§ **Task description**
The count of lines below that include the string "github" is the whole answer.

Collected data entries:
• • • • •

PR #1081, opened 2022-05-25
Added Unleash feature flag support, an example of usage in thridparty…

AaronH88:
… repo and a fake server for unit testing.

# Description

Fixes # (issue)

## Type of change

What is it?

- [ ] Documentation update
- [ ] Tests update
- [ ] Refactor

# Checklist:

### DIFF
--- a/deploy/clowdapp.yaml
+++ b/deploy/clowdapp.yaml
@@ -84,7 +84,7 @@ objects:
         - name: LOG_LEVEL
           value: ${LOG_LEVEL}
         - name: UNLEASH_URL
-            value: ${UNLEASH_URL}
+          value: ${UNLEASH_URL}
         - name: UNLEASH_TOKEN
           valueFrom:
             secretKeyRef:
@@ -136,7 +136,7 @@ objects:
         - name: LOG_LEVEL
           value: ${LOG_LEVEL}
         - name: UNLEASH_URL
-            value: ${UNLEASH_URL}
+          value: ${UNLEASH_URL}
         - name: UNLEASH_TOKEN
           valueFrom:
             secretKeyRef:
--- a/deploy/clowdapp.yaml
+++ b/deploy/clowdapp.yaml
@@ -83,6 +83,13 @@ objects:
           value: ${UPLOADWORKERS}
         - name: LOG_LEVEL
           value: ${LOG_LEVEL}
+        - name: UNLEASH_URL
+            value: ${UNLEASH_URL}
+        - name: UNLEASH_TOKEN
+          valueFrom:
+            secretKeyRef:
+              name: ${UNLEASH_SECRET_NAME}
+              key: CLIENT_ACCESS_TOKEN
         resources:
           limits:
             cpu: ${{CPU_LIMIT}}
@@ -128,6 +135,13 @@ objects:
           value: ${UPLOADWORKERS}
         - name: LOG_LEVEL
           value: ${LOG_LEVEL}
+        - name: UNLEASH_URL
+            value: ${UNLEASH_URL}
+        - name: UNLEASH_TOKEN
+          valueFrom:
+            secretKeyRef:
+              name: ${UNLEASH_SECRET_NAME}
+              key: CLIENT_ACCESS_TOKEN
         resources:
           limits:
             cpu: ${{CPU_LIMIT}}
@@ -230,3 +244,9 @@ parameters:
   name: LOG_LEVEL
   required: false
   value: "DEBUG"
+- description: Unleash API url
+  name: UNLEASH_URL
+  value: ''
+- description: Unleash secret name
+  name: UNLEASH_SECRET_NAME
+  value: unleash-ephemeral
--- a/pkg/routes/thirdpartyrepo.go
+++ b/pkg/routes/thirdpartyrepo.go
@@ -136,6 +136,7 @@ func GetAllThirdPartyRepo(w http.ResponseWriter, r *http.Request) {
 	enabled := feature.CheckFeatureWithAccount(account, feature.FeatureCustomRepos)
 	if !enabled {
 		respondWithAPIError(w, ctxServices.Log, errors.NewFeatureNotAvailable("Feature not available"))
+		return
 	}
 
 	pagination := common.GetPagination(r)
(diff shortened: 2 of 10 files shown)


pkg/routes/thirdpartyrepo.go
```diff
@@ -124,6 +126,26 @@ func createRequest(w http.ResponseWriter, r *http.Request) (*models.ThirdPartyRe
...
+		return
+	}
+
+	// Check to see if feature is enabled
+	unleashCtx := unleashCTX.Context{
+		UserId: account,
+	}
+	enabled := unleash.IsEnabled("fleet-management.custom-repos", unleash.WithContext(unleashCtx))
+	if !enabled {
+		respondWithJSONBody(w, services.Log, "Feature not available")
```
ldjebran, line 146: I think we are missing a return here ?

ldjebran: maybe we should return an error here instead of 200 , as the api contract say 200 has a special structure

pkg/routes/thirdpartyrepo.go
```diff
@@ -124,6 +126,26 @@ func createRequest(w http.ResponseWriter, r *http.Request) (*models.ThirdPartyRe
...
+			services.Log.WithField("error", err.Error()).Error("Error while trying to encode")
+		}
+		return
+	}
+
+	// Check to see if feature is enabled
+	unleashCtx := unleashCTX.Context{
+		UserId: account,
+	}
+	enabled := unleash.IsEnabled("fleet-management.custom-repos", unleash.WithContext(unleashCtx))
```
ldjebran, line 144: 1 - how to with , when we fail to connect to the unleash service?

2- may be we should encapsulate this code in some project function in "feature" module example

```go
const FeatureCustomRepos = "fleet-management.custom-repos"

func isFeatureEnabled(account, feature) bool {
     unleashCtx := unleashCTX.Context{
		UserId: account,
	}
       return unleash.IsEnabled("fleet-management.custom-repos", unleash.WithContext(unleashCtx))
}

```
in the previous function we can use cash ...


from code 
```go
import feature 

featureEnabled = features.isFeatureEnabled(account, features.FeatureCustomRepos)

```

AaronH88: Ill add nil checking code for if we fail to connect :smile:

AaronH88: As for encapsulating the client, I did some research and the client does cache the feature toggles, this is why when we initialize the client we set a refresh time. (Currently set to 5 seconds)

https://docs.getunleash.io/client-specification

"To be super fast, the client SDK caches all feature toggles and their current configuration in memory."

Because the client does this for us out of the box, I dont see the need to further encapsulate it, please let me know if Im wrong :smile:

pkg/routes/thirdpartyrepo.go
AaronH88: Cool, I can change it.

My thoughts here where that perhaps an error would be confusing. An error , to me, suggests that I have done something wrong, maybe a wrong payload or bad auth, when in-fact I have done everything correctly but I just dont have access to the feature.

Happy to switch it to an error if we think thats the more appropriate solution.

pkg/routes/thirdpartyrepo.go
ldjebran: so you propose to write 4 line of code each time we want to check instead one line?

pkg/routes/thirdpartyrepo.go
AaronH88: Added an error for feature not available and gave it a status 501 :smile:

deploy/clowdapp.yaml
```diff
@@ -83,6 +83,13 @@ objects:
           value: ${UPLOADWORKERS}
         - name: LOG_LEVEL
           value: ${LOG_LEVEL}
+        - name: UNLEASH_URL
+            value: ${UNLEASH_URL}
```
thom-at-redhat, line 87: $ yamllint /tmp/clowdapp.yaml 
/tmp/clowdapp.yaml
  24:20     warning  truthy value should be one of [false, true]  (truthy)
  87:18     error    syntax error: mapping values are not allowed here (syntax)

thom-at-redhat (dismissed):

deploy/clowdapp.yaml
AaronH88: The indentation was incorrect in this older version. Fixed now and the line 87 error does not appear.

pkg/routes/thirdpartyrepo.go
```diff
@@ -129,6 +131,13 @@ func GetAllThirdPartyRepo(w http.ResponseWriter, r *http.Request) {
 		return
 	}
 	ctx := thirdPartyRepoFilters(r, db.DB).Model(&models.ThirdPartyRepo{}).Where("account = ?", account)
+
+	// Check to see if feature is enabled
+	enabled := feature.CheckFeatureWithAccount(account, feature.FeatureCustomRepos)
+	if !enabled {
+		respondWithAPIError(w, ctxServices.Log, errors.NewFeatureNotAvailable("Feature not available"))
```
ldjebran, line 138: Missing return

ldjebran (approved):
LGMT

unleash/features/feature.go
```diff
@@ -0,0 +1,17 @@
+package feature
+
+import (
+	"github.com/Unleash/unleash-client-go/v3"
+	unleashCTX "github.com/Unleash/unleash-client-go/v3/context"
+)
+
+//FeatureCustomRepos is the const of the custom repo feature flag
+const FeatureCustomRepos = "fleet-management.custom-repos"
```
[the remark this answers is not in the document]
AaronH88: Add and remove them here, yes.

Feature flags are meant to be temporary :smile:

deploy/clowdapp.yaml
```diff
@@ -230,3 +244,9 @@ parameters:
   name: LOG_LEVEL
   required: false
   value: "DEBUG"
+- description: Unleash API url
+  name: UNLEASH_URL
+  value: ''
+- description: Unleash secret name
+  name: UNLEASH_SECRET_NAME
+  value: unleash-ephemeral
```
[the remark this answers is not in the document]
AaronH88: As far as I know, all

• • • • •

§ **Exercise output**
2